Integrated spatial analysis of drought risk factors using agglomerative hierarchical clustering and correlation

Abstract

Drought results from the complex interplay between climatic variability and human activities, further intensified by hydro-meteorological and socio-economic interactions. This study investigates the interrelationships among climatic, geographic, soil, and anthropogenic factors influencing drought risk in the Upper Phetchaburi River Basin. Ten key drought risk factors—precipitation, aridity index, slope, elevation, soil texture, drainage, fertility, erosion, land use, and land cover—were spatially analyzed using Agglomerative Hierarchical Clustering and Pearson Product-Moment Correlation.

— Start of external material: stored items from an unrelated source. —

PR #829, opened 2023-07-12
ZBUG-3198 Print Preview comes to new line in Chrome browser.

damini-vashishtha:


WebRoot/css/zhtml.css
```diff
@@ -492,6 +492,10 @@ A:visited { @Text-link@ }
 	padding: 10px;
 }
 
+.zPrintMsgs .MsgBody-html * {
+	page: auto;
+}
+
```
k-kato, line 498: Styles of `@page` defined in an original message will not be applied as side effect, correct?

k-kato: In many case, `@page` style seems to be added by (some?) software/service automatically. The style is applied at print only.
As we discussed, a print page should be printed as we see on a browser. So it is okay to ignore `@page` style by using the `page: auto;` defined here.
I close my question.

k-kato (approved):

miteshsavani810 (approved):

lavegupta (approved):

The analysis revealed both direct and inverse relationships among these variables, underscoring the compounded effects of climate, land use, and soil dynamics on drought vulnerability. A particularly strong correlation between climatic and anthropogenic variables suggests a spatial-temporal alignment that intensifies drought conditions. Additional significant correlations—including precipitation–aridity index, aridity index–land use, and slope–soil fertility—further emphasize the integrated nature of environmental processes regulating drought susceptibility. Clustering analysis identified three distinct groups: (1) precipitation, aridity index, and soil erosion, illustrating how reductions in precipitation and aridity index accelerate soil degradation; (2) soil properties—texture, drainage, and fertility—are crucial in highlighting their roles in water retention, nutrient availability, and vegetation resilience, particularly in slope terrain; and (3) elevation, land use, and land cover, demonstrating the combined effects of topography and anthropogenic activities on drought dynamics. These findings underscore the urgent need for sustainable land management, targeted ecosystem restoration, and climate-adaptive policies to mitigate drought risks. By elucidating localized drought drivers within broader environmental contexts, this study offers a transferable framework for informing proactive, cross-disciplinary drought mitigation strategies.